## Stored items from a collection
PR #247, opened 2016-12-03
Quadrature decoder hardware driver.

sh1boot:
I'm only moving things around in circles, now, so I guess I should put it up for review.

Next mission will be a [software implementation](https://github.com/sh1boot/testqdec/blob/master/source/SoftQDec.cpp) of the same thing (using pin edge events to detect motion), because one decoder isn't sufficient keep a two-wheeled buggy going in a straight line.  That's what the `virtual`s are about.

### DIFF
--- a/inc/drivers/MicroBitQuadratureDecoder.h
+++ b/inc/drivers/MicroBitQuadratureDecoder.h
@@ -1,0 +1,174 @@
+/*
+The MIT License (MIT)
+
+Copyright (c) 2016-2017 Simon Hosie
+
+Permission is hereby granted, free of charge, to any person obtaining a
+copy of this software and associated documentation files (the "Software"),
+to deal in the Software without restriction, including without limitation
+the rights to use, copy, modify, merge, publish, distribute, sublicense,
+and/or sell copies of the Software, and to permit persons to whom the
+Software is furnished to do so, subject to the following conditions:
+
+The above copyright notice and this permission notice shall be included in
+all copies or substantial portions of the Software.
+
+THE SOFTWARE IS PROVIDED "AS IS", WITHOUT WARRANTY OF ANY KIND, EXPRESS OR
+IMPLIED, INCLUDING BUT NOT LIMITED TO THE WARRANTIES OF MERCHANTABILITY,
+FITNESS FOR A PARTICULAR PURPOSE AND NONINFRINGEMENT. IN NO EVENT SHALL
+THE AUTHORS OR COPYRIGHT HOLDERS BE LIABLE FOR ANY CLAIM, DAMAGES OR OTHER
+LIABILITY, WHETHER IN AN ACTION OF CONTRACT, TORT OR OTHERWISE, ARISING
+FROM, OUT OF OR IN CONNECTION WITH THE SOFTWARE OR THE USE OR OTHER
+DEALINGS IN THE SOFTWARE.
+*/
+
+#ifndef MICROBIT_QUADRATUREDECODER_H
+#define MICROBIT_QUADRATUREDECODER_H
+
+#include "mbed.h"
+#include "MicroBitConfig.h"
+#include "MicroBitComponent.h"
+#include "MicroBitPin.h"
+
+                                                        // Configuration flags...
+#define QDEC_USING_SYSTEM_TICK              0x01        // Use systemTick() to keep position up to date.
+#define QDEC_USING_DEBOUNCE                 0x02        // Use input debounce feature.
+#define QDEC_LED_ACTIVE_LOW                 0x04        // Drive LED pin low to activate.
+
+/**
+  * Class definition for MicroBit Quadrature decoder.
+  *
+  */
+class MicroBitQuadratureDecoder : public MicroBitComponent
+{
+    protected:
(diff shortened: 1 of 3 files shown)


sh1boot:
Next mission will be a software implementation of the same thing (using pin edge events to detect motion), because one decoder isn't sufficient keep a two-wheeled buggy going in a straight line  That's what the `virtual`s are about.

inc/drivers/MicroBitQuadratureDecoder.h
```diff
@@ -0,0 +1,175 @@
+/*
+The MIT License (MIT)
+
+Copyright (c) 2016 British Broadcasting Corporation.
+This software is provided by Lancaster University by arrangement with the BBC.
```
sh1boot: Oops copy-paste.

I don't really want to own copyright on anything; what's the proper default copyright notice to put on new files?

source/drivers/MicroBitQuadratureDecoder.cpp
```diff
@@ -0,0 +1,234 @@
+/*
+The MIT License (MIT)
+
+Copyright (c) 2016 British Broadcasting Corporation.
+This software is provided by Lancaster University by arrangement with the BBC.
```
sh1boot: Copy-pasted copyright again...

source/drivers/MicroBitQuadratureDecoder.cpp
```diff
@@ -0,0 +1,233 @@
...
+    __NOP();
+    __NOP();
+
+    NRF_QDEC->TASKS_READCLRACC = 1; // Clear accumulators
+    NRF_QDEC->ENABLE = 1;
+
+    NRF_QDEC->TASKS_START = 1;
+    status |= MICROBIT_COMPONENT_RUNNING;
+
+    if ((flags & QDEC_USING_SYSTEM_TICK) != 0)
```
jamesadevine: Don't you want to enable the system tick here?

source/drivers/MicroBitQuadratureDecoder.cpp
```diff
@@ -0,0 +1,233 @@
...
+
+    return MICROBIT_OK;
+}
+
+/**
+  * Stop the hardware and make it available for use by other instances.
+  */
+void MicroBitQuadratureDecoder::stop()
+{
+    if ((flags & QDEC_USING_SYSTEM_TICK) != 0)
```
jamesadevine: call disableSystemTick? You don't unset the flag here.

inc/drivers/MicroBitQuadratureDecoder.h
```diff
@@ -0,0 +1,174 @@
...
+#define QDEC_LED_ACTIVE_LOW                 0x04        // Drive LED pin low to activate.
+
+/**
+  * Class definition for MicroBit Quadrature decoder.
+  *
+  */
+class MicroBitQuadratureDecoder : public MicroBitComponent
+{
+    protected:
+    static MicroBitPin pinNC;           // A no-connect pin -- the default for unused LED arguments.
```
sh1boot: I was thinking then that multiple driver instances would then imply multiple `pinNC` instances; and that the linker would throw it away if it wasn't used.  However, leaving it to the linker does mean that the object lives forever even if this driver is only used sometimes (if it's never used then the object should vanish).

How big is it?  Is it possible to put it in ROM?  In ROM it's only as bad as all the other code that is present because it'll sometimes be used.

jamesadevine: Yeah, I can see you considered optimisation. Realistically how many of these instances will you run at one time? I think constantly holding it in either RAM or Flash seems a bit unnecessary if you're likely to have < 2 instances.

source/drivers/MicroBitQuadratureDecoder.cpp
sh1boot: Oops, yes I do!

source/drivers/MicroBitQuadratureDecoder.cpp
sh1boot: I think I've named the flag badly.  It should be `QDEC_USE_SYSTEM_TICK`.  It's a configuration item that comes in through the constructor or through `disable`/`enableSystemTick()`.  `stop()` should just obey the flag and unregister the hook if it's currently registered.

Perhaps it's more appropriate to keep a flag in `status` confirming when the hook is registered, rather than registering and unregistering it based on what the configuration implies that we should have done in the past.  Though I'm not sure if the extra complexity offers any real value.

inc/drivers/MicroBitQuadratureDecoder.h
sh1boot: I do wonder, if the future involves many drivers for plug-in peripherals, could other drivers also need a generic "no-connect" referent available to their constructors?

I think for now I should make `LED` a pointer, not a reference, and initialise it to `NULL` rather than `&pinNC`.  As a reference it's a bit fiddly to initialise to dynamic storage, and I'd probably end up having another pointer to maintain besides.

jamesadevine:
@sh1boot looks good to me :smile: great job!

## Task to complete
Each entry above is to be transcribed exactly as it was written.

## Result for this exercise
PR #247, opened 2016-12-03
Quadrature decoder hardware driver.

sh1boot:
I'm only moving things around in circles, now, so I guess I should put it up for review.

Next mission will be a [software implementation](https://github.com/sh1boot/testqdec/blob/master/source/SoftQDec.cpp) of the same thing (using pin edge events to detect motion), because one decoder isn't sufficient keep a two-wheeled buggy going in a straight line.  That's what the `virtual`s are about.

### DIFF
--- a/inc/drivers/MicroBitQuadratureDecoder.h
+++ b/inc/drivers/MicroBitQuadratureDecoder.h
@@ -1,0 +1,174 @@
+/*
+The MIT License (MIT)
+
+Copyright (c) 2016-2017 Simon Hosie
+
+Permission is hereby granted, free of charge, to any person obtaining a
+copy of this software and associated documentation files (the "Software"),
+to deal in the Software without restriction, including without limitation
+the rights to use, copy, modify, merge, publish, distribute, sublicense,
+and/or sell copies of the Software, and to permit persons to whom the
+Software is furnished to do so, subject to the following conditions:
+
+The above copyright notice and this permission notice shall be included in
+all copies or substantial portions of the Software.
+
+THE SOFTWARE IS PROVIDED "AS IS", WITHOUT WARRANTY OF ANY KIND, EXPRESS OR
+IMPLIED, INCLUDING BUT NOT LIMITED TO THE WARRANTIES OF MERCHANTABILITY,
+FITNESS FOR A PARTICULAR PURPOSE AND NONINFRINGEMENT. IN NO EVENT SHALL
+THE AUTHORS OR COPYRIGHT HOLDERS BE LIABLE FOR ANY CLAIM, DAMAGES OR OTHER
+LIABILITY, WHETHER IN AN ACTION OF CONTRACT, TORT OR OTHERWISE, ARISING
+FROM, OUT OF OR IN CONNECTION WITH THE SOFTWARE OR THE USE OR OTHER
+DEALINGS IN THE SOFTWARE.
+*/
+
+#ifndef MICROBIT_QUADRATUREDECODER_H
+#define MICROBIT_QUADRATUREDECODER_H
+
+#include "mbed.h"
+#include "MicroBitConfig.h"
+#include "MicroBitComponent.h"
+#include "MicroBitPin.h"
+
+                                                        // Configuration flags...
+#define QDEC_USING_SYSTEM_TICK              0x01        // Use systemTick() to keep position up to date.
+#define QDEC_USING_DEBOUNCE                 0x02        // Use input debounce feature.
+#define QDEC_LED_ACTIVE_LOW                 0x04        // Drive LED pin low to activate.
+
+/**
+  * Class definition for MicroBit Quadrature decoder.
+  *
+  */
+class MicroBitQuadratureDecoder : public MicroBitComponent
+{
+    protected:
(diff shortened: 1 of 3 files shown)


sh1boot:
Next mission will be a software implementation of the same thing (using pin edge events to detect motion), because one decoder isn't sufficient keep a two-wheeled buggy going in a straight line  That's what the `virtual`s are about.

inc/drivers/MicroBitQuadratureDecoder.h
```diff
@@ -0,0 +1,175 @@
+/*
+The MIT License (MIT)
+
+Copyright (c) 2016 British Broadcasting Corporation.
+This software is provided by Lancaster University by arrangement with the BBC.
```
sh1boot: Oops copy-paste.

I don't really want to own copyright on anything; what's the proper default copyright notice to put on new files?

source/drivers/MicroBitQuadratureDecoder.cpp
```diff
@@ -0,0 +1,234 @@
+/*
+The MIT License (MIT)
+
+Copyright (c) 2016 British Broadcasting Corporation.
+This software is provided by Lancaster University by arrangement with the BBC.
```
sh1boot: Copy-pasted copyright again...

source/drivers/MicroBitQuadratureDecoder.cpp
```diff
@@ -0,0 +1,233 @@
...
+    __NOP();
+    __NOP();
+
+    NRF_QDEC->TASKS_READCLRACC = 1; // Clear accumulators
+    NRF_QDEC->ENABLE = 1;
+
+    NRF_QDEC->TASKS_START = 1;
+    status |= MICROBIT_COMPONENT_RUNNING;
+
+    if ((flags & QDEC_USING_SYSTEM_TICK) != 0)
```
jamesadevine: Don't you want to enable the system tick here?

source/drivers/MicroBitQuadratureDecoder.cpp
```diff
@@ -0,0 +1,233 @@
...
+
+    return MICROBIT_OK;
+}
+
+/**
+  * Stop the hardware and make it available for use by other instances.
+  */
+void MicroBitQuadratureDecoder::stop()
+{
+    if ((flags & QDEC_USING_SYSTEM_TICK) != 0)
```
jamesadevine: call disableSystemTick? You don't unset the flag here.

inc/drivers/MicroBitQuadratureDecoder.h
```diff
@@ -0,0 +1,174 @@
...
+#define QDEC_LED_ACTIVE_LOW                 0x04        // Drive LED pin low to activate.
+
+/**
+  * Class definition for MicroBit Quadrature decoder.
+  *
+  */
+class MicroBitQuadratureDecoder : public MicroBitComponent
+{
+    protected:
+    static MicroBitPin pinNC;           // A no-connect pin -- the default for unused LED arguments.
```
sh1boot: I was thinking then that multiple driver instances would then imply multiple `pinNC` instances; and that the linker would throw it away if it wasn't used.  However, leaving it to the linker does mean that the object lives forever even if this driver is only used sometimes (if it's never used then the object should vanish).

How big is it?  Is it possible to put it in ROM?  In ROM it's only as bad as all the other code that is present because it'll sometimes be used.

jamesadevine: Yeah, I can see you considered optimisation. Realistically how many of these instances will you run at one time? I think constantly holding it in either RAM or Flash seems a bit unnecessary if you're likely to have < 2 instances.

source/drivers/MicroBitQuadratureDecoder.cpp
sh1boot: Oops, yes I do!

source/drivers/MicroBitQuadratureDecoder.cpp
sh1boot: I think I've named the flag badly.  It should be `QDEC_USE_SYSTEM_TICK`.  It's a configuration item that comes in through the constructor or through `disable`/`enableSystemTick()`.  `stop()` should just obey the flag and unregister the hook if it's currently registered.

Perhaps it's more appropriate to keep a flag in `status` confirming when the hook is registered, rather than registering and unregistering it based on what the configuration implies that we should have done in the past.  Though I'm not sure if the extra complexity offers any real value.

inc/drivers/MicroBitQuadratureDecoder.h
sh1boot: I do wonder, if the future involves many drivers for plug-in peripherals, could other drivers also need a generic "no-connect" referent available to their constructors?

I think for now I should make `LED` a pointer, not a reference, and initialise it to `NULL` rather than `&pinNC`.  As a reference it's a bit fiddly to initialise to dynamic storage, and I'd probably end up having another pointer to maintain besides.

jamesadevine:
@sh1boot looks good to me :smile: great job!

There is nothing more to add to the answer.